Vai daí peço vênia para compartilhar convosco a mais recente e insuportável dor que me acomete, tentando ameaçar a minha reta de chegada, logo agora, quando estou a poucos quilômetros de completar o meu desafio de sessentão, que é totalizar, ao longo deste ano, distância equivalente à de sessenta maratonas.
Pode deixar que eu faço a conta: 60 vezes 42,2 quilômetros resultam em 2.532 quilômetros. Se conseguir, será para mim recorde mundial pessoal interplanetário e intergaláxico de várias gerações. Como disse em meu primeiro livro de corridas, o “MARATONANDO”, venho de uma estirpe de sedentários, gloriosa linhagem de gente especializada em viver a vida como podia sem fazer grandes marolas e sem inventar correrias.
Hoje de manhã faltavam menos de noventa quilômetros para eu atingir a meta. Saí para o treino, portanto, entusiasmado com a perspectiva de chegar mais perto de meu objetivo. E a manhã estava gloriosa, com os termômetros da rua marcando, às 6h30, meros 16 graus. Dia especial para correr.
E me fui! Aproveitando o clima, tratei de fazer blocos de três quilômetros, combinando 2.700 metros correndo e 300 metros caminhando. É uma forma preconizada pelo já citado Alexandre Blass para reduzir riscos de lesões ao mesmo tempo em que proporciona a possibilidade de treinos mais longos ou mais intensos (em blocos mais curtos).
Está dando certo. Neste ano não tive nenhuma lesão importante, apesar do, para meus padrões, alto volume realizado. E houve intensidade também: no final de maio e início de junho, corri três meias maratonas em três finais de semana seguidos.
Mas dores senti e sinto. Hoje, por exemplo, do nada, me agulhou o posterior da coxa direita. Não me lembro de ter feito nenhum movimento brusco, aberto a passada, acelerado ou reduzido de sopetão. Nada. Mesmo assim,  quando passava um pouco dos sete quilômetros de jornada e eu já estava perto dos portões da Cidade Universitária, a perna gemeu, a coxa estrilou: o velho aqui mancou.
Fiz o que faço sempre quando surge alguma dor durante a corrida. Primeiro, paro, penso, sinto, tento identificar o que aconteceu e avaliar o risco de continuar. Em geral, como fiz hoje, sigo caminhando por algumas centenas de metros e depois tento correr.
Cada passo foi sofrido, mas possível. Inteirei oito quilômetros, o que é melhor do que nada, já dentro do território uspiano. Confiando no descanso, tentei correr. DOR! Então abortei o treino e peguei um ônibus para voltar e fazer o tratamento doméstico mais imediato.
O que fiz foi aplicar uma bolsa de gelo na área dolorida, ficando ali por quinze minutos. O objetivo é reduzir a inflamação, e isso precisa ser feito o quanto antes. Já tinha se passado mais de uma hora da lesão, mas taquei gelo assim mesmo. Depois, apliquei bolsa de água quente, para relaxar a musculatura. Vamos ver o que acontece.
Enquanto isso, vou contando histórias. O caso do posterior da coxa podre foi o mote da transmissão que fiz ao vivo na manhã de hoje, que você pode assistir CLICANDO AQUI.

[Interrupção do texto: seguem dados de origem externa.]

PR #615, opened 2025-01-24
add runtime dependency on libcuvs in cuvs wheels

jameslamb:
`cuvs-cu{11,12}` wheels don't currently have a runtime dependency on `libcuvs-cu{11,12}`. They need one, for library-loading:

https://github.com/rapidsai/cuvs/blob/e9983e17408e6bec6f2558f9df49be97a7255417/python/cuvs/cuvs/__init__.py#L19-L25

This was missed in #594. This PR adds it.

## Notes for Reviewers

Adding for searchability... this bug can result in issues like this at runtime when using `cuvs` installed from wheels:

> ImportError: libcuvs_c.so: cannot open shared object file: No such file or directory


vyasr (approved):
Whoops...

PR #617, opened 2025-01-24
Add Scalar Quantization to the c and python apis

benfred:


cpp/include/cuvs/preprocessing/quantize/scalar.h
```diff
@@ -0,0 +1,130 @@
...
+/**
+ * @brief Perform inverse quantization step on previously quantized dataset
+ *
+ * Note that depending on the chosen data types train dataset the conversion is
+ * not lossless.
+ *
+ * @param[in] res raft resource
+ * @param[in] quantizer a scalar quantizer
+ * @param[in] dataset a row-major matrix
+ * @param[out] out a row-major matrix
```
cjnolet, line 120: Can we specify whether this is on device or host (or both)?

cpp/include/cuvs/preprocessing/quantize/scalar.h
```diff
@@ -0,0 +1,130 @@
...
+                                     DLManagedTensor* dataset,
+                                     cuvsScalarQuantizer_t quantizer);
+
+/**
+ * @brief Applies quantization transform to given dataset
+ *
+ * @param[in] res raft resource
+ * @param[in] quantizer a scalar quantizer
+ * @param[in] dataset a row-major matrix to transform
+ * @param[out] out a row-major matrix to store transformed data
```
cjnolet, line 104: Same here- we should be specifying both for the inputs and the outputs whether or not it's on device or host (or either/both).

python/cuvs/cuvs/preprocessing/quantize/scalar/scalar.pyx
```diff
@@ -0,0 +1,232 @@
...
+
+@auto_sync_resources
+def train(QuantizerParams params, dataset, resources=None):
+    """
+    Initializes a scalar quantizer to be used later for quantizing the dataset.
+
+    Parameters
+    ----------
+    params : QuantizerParams object
+    dataset : row major dataset
```
cjnolet, line 93: Here too we should be specifying whether it can exist on decive, host, or both (ideally we should be able to support both).

python/cuvs/cuvs/preprocessing/quantize/scalar/scalar.pyx
```diff
@@ -0,0 +1,232 @@
...
+@auto_sync_resources
+@auto_convert_output
+def transform(Quantizer quantizer, dataset, output=None, resources=None):
+    """
+    Applies quantization transform to given dataset
+
+    Parameters
+    ----------
+    quantizer : trained Quantizer object
+    dataset : row major dataset to transform
```
cjnolet, line 140: Here too- device, host, or both.

python/cuvs/cuvs/preprocessing/quantize/scalar/scalar.pyx
```diff
@@ -0,0 +1,232 @@
...
+    """
+    Perform inverse quantization step on previously quantized dataset
+
+    Note that depending on the chosen data types train dataset the conversion
+    is not lossless.
+
+    Parameters
+    ----------
+    quantizer : trained Quantizer object
+    dataset : row major dataset to transform
```
cjnolet, line 200: device/host/both

cpp/include/cuvs/preprocessing/quantize/scalar.h
benfred: we accept both host or device matrices here - I've added docs for this in the last commit

cjnolet (approved):
Looks great!

PR #620, opened 2025-01-27
Fix indexing bug when using parallelism to build CPU hierarchy in HNSW

divyegala:
hnswlib uses an internal indexing system which assigns an ID to points, atomically, in-order that they are added to the index. When using parallelism to add points to the index, the internal ID may be different than the "label" of the point (label, for us, is just the index of the row in the dataset) as a consequence of adding points in-parallel in no deterministic order.

The bug was that I was using the label itself to write out the CPU hierarchy, when I should have been using hnswlib's internal ID for the point associated with that label.


divyegala:
Build times before bug was fixed:
image

Built times with this PR:
image

cjnolet (approved):

navneet1v:
@divyegala does this similar problem exist with Cagra index getting converted to Faiss enabled HNSW?

divyegala:
@navneet1v no, this bug is not present in FAISS

cjnolet (approved):

cjnolet (approved):

PR #635, opened 2025-01-31
Expose NN-Descent to C and Python

benfred:


python/cuvs/cuvs/neighbors/nn_descent/nn_descent.pxd
```diff
@@ -0,0 +1,68 @@
...
+        float termination_threshold
+        bool return_distances
+        size_t n_clusters
+
+    ctypedef cuvsNNDescentIndexParams* cuvsNNDescentIndexParams_t
+
+    ctypedef struct cuvsNNDescentSearchParams:
+        uint32_t n_probes
+
+    ctypedef cuvsNNDescentSearchParams* cuvsNNDescentSearchParams_t
```
tfeher, line 43: Do we really have search params?

tfeher (changes requested):
I had a look at the PR, it looks nice overall, just a few comment.

python/cuvs/cuvs/neighbors/nn_descent/nn_descent.pxd
benfred: good catch - not needed here

python/cuvs/cuvs/neighbors/nn_descent/nn_descent.pyx
```diff
@@ -0,0 +1,232 @@
...
+    """
+    Build the NN-Descent index from the dataset
+
+    Parameters
+    ----------
+    index_params : :py:class:`cuvs.neighbors.nn_descent.IndexParams`
+    dataset : Array interface compliant matrix, on either host or device memory
+        Supported dtype [float, int8, uint8]
+    {resources_docstring}
+
```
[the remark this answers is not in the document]
benfred: thanks! the graph here can only be on the host - and I've updated the doctring (and updated the python unittest to test this out)

tfeher (approved):
Thanks Ben for the update, the PR looks good to me.

cpp/src/neighbors/nn_descent_c.cpp
```diff
@@ -0,0 +1,163 @@
...
+    } else {
+      RAFT_FAIL("Unsupported nn-descent dataset dtype: %d and bits: %d", dtype.code, dtype.bits);
+    }
+  });
+}
+
+extern "C" cuvsError_t cuvsNNDescentIndexParamsCreate(cuvsNNDescentIndexParams_t* params)
+{
+  return cuvs::core::translate_exceptions([=] {
+    *params = new cuvsNNDescentIndexParams{.metric                    = L2Expanded,
```
cjnolet, line 129: If we're going to duplicate the params structs for now, can we at least use constants to specify the defaults? I can see a lot of confusion and long debugging sessions happening as a result of these not getting synchronized between the C++ and C APIs.

benfred: how about we have the canonical defaults in the c++ struct - and then pull out of there ?  Something like : https://github.com/rapidsai/cuvs/pull/635/commits/19deed988e2c2b8474d076f4c867ed5210f7a0e7

cjnolet (approved):
LGTM!

PR #636, opened 2025-01-31
WIP: disallow fallback to Make in wheel builds

jameslamb:
Contributes to https://github.com/rapidsai/build-planning/issues/146

Proposes:

* setting `[tool.scikit-build].ninja.make-fallback = false`, so `scikit-build-core` will not silently fallback to using GNU Make if `ninja` is not available
* including all groups in `dependencies.yaml` with `output_types: pyproject` in `output_types: requirements` as well.
  - *So that, for example, they show up in the solved environment in RAPIDS devcontainers (https://github.com/rapidsai/devcontainers)*


dependencies.yaml
```diff
@@ -397,7 +397,7 @@ dependencies:
               - *libcusparse114
   cuda_wheels:
     specific:
-      - output_types: pyproject
+      - output_types: [requirements, pyproject]
```
jameslamb, line 400: This should be fine, for the reasons mentioned in https://github.com/rapidsai/raft/pull/2563/files#r1938056656

bdice (approved):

Além de contar minha história triste, comentei noticiário quentinho, que li hoje no “The New York Times”. Trata-se de uma nova recomendação dos principais corpos médicos dos Estados Unidos na área de cardiologia. Depois de analisar avaliações de milhares de estudos de caso, eles decidiram modificar o critério de definição de pressão alta.
Até ontem nos EUA, pressão de 14 por nove era considerada saudável, normal, “boa”. A partir de hoje, com a mudança de critérios, o máximo para “passar” no exame de saúde é 13 por nove. 
Isso significa que um batalhão de norte-americanos que eram considerados saudáveis passam a estar inscritos entre os que sofrem de pressão alta: em números absolutos, a população hipertensa passa de 72 milhões de adultos até 45 anos para 103 milhões.
Nem todos vão precisar receber remédios; para a imensa maioria dos novos hipertensos ajustes no estilo de vida devem bastar. A receita é conhecida: alimentação saudável e exercício físico. 
E é bom que apostem e insistam nessa linha porque o tratamento medicamentoso também tem riscos, especialmente de atingir os rins. Quer dizer: a pessoa fica bem do coração, mas tem aumento de riscos de problemas renais.
Essa preocupação toda das associações médicas se justifica porque a pressão alta é o segundo maior fator de risco para ataques cardíacos –o primeiro é o fumo. E problemas cardiológicos são a principal causa de morte nos Estados Unidos.
Vamos ver se funciona.
Mudando de saco para mala: no vídeo também comentei a camiseta de corrida que usei no meu treino de hoje. É uma velhinha, que ganhei no final da década passada quando participei da Meia Maratona de Lima, que é tida como a corrida mais antiga da América Latina –nas Américas, perde apenas para a Maratona de Boston.


Eu tive a satisfação de participar, em 2009, da edição número 100 daquela corrida. E escrevi no meu blog, que na época era hospedado no braço internético da “Folha de S. Paulo”: “Pela primeira vez, corri no exterior uma prova mais velha do que eu”.
A corrida foi muito bacana e, para não perder a viagem, copio a seguir o texto que publiquei então (setembro de 2009) no blog +Corrida, precursor deste Blog do Lucena.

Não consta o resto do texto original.